—Eh! oui... le satellite de Procyon.

Il sembla qu'un ouragan se ruait par la porte de la cabine (p. 148).

À partir de ce moment, il ne prononça plus un seul mot, le corps penché en avant, tout frémissant d'impatience, l'œil dilaté collé au télescope tandis que sa main traçait fébrilement sur le bloc-notes placé devant lui, des chiffres et des signes géométriques...

Il était là depuis six heures environ, immobile, sans que ses lèvres se fussent desserrées une seule fois, ignorant la présence de Séléna qui, toute triste de l'abandon en lequel la laissait Gontran depuis deux jours, demeurait assise, résignée, dans un coin de la cabine, lorsque Fricoulet entra sur la pointe du pied.

La jeune fille mit un doigt sur sa bouche pour recommander le silence à l'ingénieur, lorsque, en ce moment même, la voix d'Ossipoff se fit entendre, découragée.

—Rien... je ne vois rien... et cependant Struve est bien affirmatif...
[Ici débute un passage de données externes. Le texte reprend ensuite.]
PR #5412, opened 2025-10-08
Add sdc command with smart flattening

widlarizer:
This PR adds the `sdc` pass which implements the uninterpreted call graph and basic smart flattening with `sdc -keep_hierarchy` [as described on Discourse](https://yosyshq.discourse.group/t/sdc-support-roadmap/95/2) by instrumenting an Tcl interpreter. The supported getter subset is `get_pins`, `get_nets` and `get_ports` that don't support wildcards or `-of_objects`. Non-getter commands are completely supported since they don't actually get interpreted. A simple test is included.


passes/cmds/sdc/sdc.cc
```diff
@@ -0,0 +1,785 @@
...
+		log("        Dump the referenced design objects.\n");
+		log("\n");
+		log("    -dump-graph\n");
+		log("        Dump the uninterpreted call graph.\n");
+		log("\n");
+		log("    -keep_hierarchy\n");
+		log("        Add keep_hierarchy attributes while retaining SDC validity.\n");
+		log("\n");
+	}
+	SdcPass() : Pass("sdc", "sniff at some SDC") { }
```
Ravenslofty: as funny as this is, perhaps you should change this before merging.

Issue #5534, opened 2025-12-05
Yosys aborts with exception in simulation pass


qinkejiu:
### Version

Yosys 0.60+8 (git sha1 0e31e389f, g++ 13.3.0-6ubuntu2~24.04 -fPIC -O3)

### On which OS did this happen?

Linux

## Description

Yosys aborts with an exception during the simulation pass (`SIM pass`). This happens with the Verilog code below, which is the provided test case.

```
module top
    (a, b, c, d, e, f);
  output a;
  input b;
  input c;
  input d;
  input e;
  input f;

  reg g, h;
  assign a = g;

  always begin
      g <= h;
      h <= 0 * g;
  end
endmodule
```

### Steps to reproduce the issue

Yosys version: ` Yosys 0.60+8 (git sha1 0e31e389f, g++ 13.3.0-6ubuntu2~24.04 -fPIC -O3)`

The following script `synth.ys` was used:

```
read_verilog top.v;
proc
alumacc
sim
```

Execution command:

```
yosys -s synth.ys
```

### Expected Behavior

Synthesis completes without exceptions, including the simulation step.

### Actual Behavior

Yosys aborts with an internal error during the simulation pass.

```
4. Executing SIM pass (simulate the circuit).
Simulating cycle 0.
ERROR: Abort in ./kernel/celltypes.h:429.
```

KrystalDelusion:
Duplicate of #4638:

> `$fa` and `$lcu` are usually very temporary intermediate steps of techmapping, so we've generally not bothered to add support to various passes for them. Have you come across a context where it would actually be necessary or useful to simulate them? 

 _Originally posted by @nakengelhardt in [#4638](https://github.com/YosysHQ/yosys/issues/4638#issuecomment-2399342386)_

I do think it should be more than just an empty `log_abort()` though, even if we don't add support for simulating the coarse arithmetic cells.

KrystalDelusion:
Just want to say that #5544 resolves this by way of making the problem more apparent (the `$macc_v2` cell type isn't supported by `sim`).  It does *not* add support for simulating coarse arithmetic cells.  If you actually need to simulate, call `techmap` first.

qinkejiu:
[...]

PR #5544, opened 2025-12-14
Improve error handling in sim

KrystalDelusion:

Some cells (e.g. $macc_v2) are marked evaluable, but will raise an abort if called with `CellTypes::eval()`.

Instead of falling through to the abort, we can pass a pointer to a boolean to check for errors. Use said check to catch `CellTypes::eval()` errors and treat them as unevaluable but otherwise continue.

Following script based on #5534:
```
read_rtlil << EOT
module \top
  wire input 1 \a
  wire input 2 \b
  wire output 3 \y
  wire width 32 $mul$<<EOT:15$2_Y

  cell $macc_v2 \test_macc
    parameter \Y_WIDTH 32
    parameter \PRODUCT_NEGATED 1'0
    parameter \NPRODUCTS 1
    parameter \NADDENDS 0
    parameter \C_WIDTHS 1'x
    parameter \C_SIGNED 1'x
    parameter \B_WIDTHS 16'0000000000000001
    parameter \B_SIGNED 1'0
    parameter \A_WIDTHS 16'0000000000000001
    parameter \A_SIGNED 1'0
    parameter \ADDEND_NEGATED 1'x
    connect \Y { $mul$<<EOT:15$2_Y [31:1] \y }
    connect \C { }
    connect \B \b
    connect \A 1'0
  end
end
EOT
sim -n 1
```
Without this change this will call `log_abort()`, with this change it will instead display warnings of unsupported cells but otherwise continue (I'm not sure if continuing is always the desired behaviour, but it is consistent with other cells marked evaluable but which don't fit one of the supported patterns).

### DIFF
--- a/passes/sat/sim.cc
+++ b/passes/sat/sim.cc
@@ -549,31 +549,27 @@ struct SimInstance
 			if (shared->debug)
 				log("[%s] eval %s (%s)\n", hiername(), log_id(cell), log_id(cell->type));
 
-			// Simple (A -> Y) and (A,B -> Y) cells
-			if (has_a && !has_c && !has_d && !has_s && has_y) {
-				set_state(sig_y, CellTypes::eval(cell, get_state(sig_a), get_state(sig_b)));
-				return;
-			}
+			bool err = false;
+			RTLIL::Const eval_state;
+			if (has_a && !has_c && !has_d && !has_s && has_y)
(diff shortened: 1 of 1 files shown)


widlarizer (approved):
Tried out the example, works as expected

—Trop, monsieur Ossipoff, beaucoup trop, ne put s'empêcher de dire Fricoulet, car, à la vérification faite à l'aide de télescopes plus puissants que ceux de l'observatoire de Pulkowa, son affirmation a été reconnue erronée...

Le vieillard se dressa comme mû par un ressort et, dardant sur Fricoulet un regard flamboyant:

—Erronée! s'exclama-t-il... pendant plus de deux ans, Otto Struve a observé le compagnon de Procyon...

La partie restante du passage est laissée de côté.